Les émissions d’ammoniac (NH3) sont un phénomène indésirable pour plusieurs raisons. D’une part, elles privent l’agriculture d’une part de l’azote (N) utile à la production végétale et à la production animale. En Suisse, ces pertes ont atteint en moyenne, entre 2016 et 2018, 40 kg d’azote /ha SAU, ce qui correspond environ au tiers de la quantité d’engrais épandue annuellement sur un champ de blé ; elles représentent au total 42 600 tonnes d’azote.

D’autre part, l’ammoniac, transporté par le vent, se dépose sous forme sèche ou humide dans des écosystèmes fragiles, tels que les forêts, les prairies maigres, les marécages et les landes, où il entraîne une fertilisation excessive et une acidification des sols.

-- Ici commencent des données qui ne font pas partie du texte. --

PR #719, opened 2025-04-28
Fix error msg

### LINKED ISSUE #711: When `perf` isn't in `$PATH`, the "Start Recording" button in "File" > "Record Data" is disabled. However, the reason isn't communicated to the user.
#### **Is your feature request related to a problem? Please describe.**

> When `perf` isn't in `$PATH`, the "Start Recording" button in "File" > "Record Data" is disabled. However, the reason isn't communicated to the user.

#### **Describe the solution you'd like**

Indicate to the user that the problem is that `perf` isn't in `$PATH` (usually because it's not installed).

#### **Describe alternatives you've considered**

Add `perf` as a dependency. It wouldn't make much sense as a mandatory one, but would as an optional one.

lievenhey:


milianw:
how do you ensure that the error message is cleared once a valid value is entered?

lievenhey:
Good question, with the current flow it is not possible. We would need a `isValid` check or something like that. Then we could also push all messages on a stack and show them all at once.

milianw (changes requested):
see previous comment

milianw:
@lievenhey  I believe this can be closed and will do so now. If you disagree, feel free to reopen and revive

Issue #718, opened 2025-04-27
Register as the default file association for `.perfparser` and `.data`.


RokeJulianLockhart:
#### **Is your feature request related to a problem? Please describe.**

By default, `hotspot-1.5.1-5.fc42` does not register as the default file association for `.perfparser` or `.data`:

![Image](https://github.com/user-attachments/assets/31e99f20-5b54-4ed5-954c-e5193a8bb198)

#### **Describe the solution you'd like**

Register `hotspot` as the default file association, like I can in `dolphin-25.04.0-3`:

1. ![Image](https://github.com/user-attachments/assets/82dfecb6-0c6f-4eed-b978-1159958c6533)

1. ![Image](https://github.com/user-attachments/assets/19023fdc-6aff-419b-a16c-a48702366a09)

1. ![Image](https://github.com/user-attachments/assets/7465dab5-0653-4080-a333-553910fd9138)

PR #720, opened 2025-04-28
feat: associate application/x-perf-data and application/x-hotspot wit…

lievenhey:
…h hotspot

This patch adds a custom mimetype for *.perfparser files called application/x-hotspot and registers hotspot as the default application to open it.

Fixes: #718

### DIFF
--- a/CMakeLists.txt
+++ b/CMakeLists.txt
@@ -166,6 +166,22 @@ if(NOT APPIMAGE_BUILD)
 endif()
 
 install(
+    FILES com.kdab.hotspot.xml
+    DESTINATION ${KDE_INSTALL_MIMEDIR}
+)
+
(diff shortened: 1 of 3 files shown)


CMakeLists.txt
```diff
@@ -165,6 +165,22 @@ if(NOT APPIMAGE_BUILD)
     add_subdirectory(tests)
 endif()
 
+install(
+    FILES com.kdab.Hotspot.xml
```
milianw, line 169: is the uppercase `Hotspot` needed, or could this remain lowercase?

milianw (changes requested):

CMakeLists.txt
lievenhey: I tried to match the naming of the desktop file, but I looked at the appdata file.

PR #725, opened 2025-05-26
fix: don't try to use a cross-architecture objdump on the native arch…

pcc:
…itecture

If the host architecture is aarch64, aarch64-linux-gnu-objdump may not exist, which is the case on at least Fedora and NixOS, so disassembly doesn't work by default. Similar logic likely also applies to arm-linux-gnueabi-objdump. Fix the problem by only trying to use the cross-architecture objdump if we are not building for the given architecture.

### DIFF
--- a/src/resultsdisassemblypage.cpp
+++ b/src/resultsdisassemblypage.cpp
@@ -574,10 +574,18 @@ void ResultsDisassemblyPage::showDisassembly()
             return objdump;
 
         if (m_arch.startsWith(QLatin1String("armv8")) || m_arch.startsWith(QLatin1String("aarch64"))) {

Ces phénomènes entraînent à leur tour une modification des processus pédologiques, de l’équilibre des éléments nutritifs et des communautés végétales. Les écosystèmes réagissent de différentes manières aux apports indésirables. Il faut donc pouvoir juger si ces accumulations sont excessives dans un écosystème donné ; c’est dans ce but qu’ont été définies les charges critiques (critical loads) d’apports d’azote dans les écosystèmes. Pour certains écosystèmes comme les hauts-marais, un apport annuel de 5 kg N/ha constitue déjà une charge critique ; pour d’autres écosystèmes tels que les forêts de feuillus, la charge critique se situe à 20 kg N/ha par an. En Suisse, les charges critiques d’azote sont dépassées de 30 kg N/ha par an, voire davantage par endroits, sur le Plateau suisse, dans le Jura, sur les versants nord et sud des Alpes ainsi qu’au Tessin (Meteotest, 2019). Ces situations correspondent à des apports d’azote trop élevés, à des écosystèmes particulièrement fragiles ou aux deux.

En Suisse, l’agriculture et plus particulièrement l’élevage sont à l’origine de plus de 90 % des émissions d’ammoniac. Celui-ci se forme lorsque l’uréase, une enzyme présente dans les matières fécales des animaux, se combine avec l’urée que contient l’urine. L’ammoniac ainsi produit se dégage à plusieurs étapes de la production et de l’emploi des engrais de ferme : dans les étables, les aires d’exercice et les pâturages où les animaux déposent leurs excréments, dans les lieux de stockage du lisier et du fumier, sur les aires d’épandage ainsi que sur les sols cultivés. La majeure partie des émissions d’ammoniac (entre 32 et 35 %) ont lieu lors de l’épandage du lisier. Ces émissions dépendent beaucoup de la taille du cheptel.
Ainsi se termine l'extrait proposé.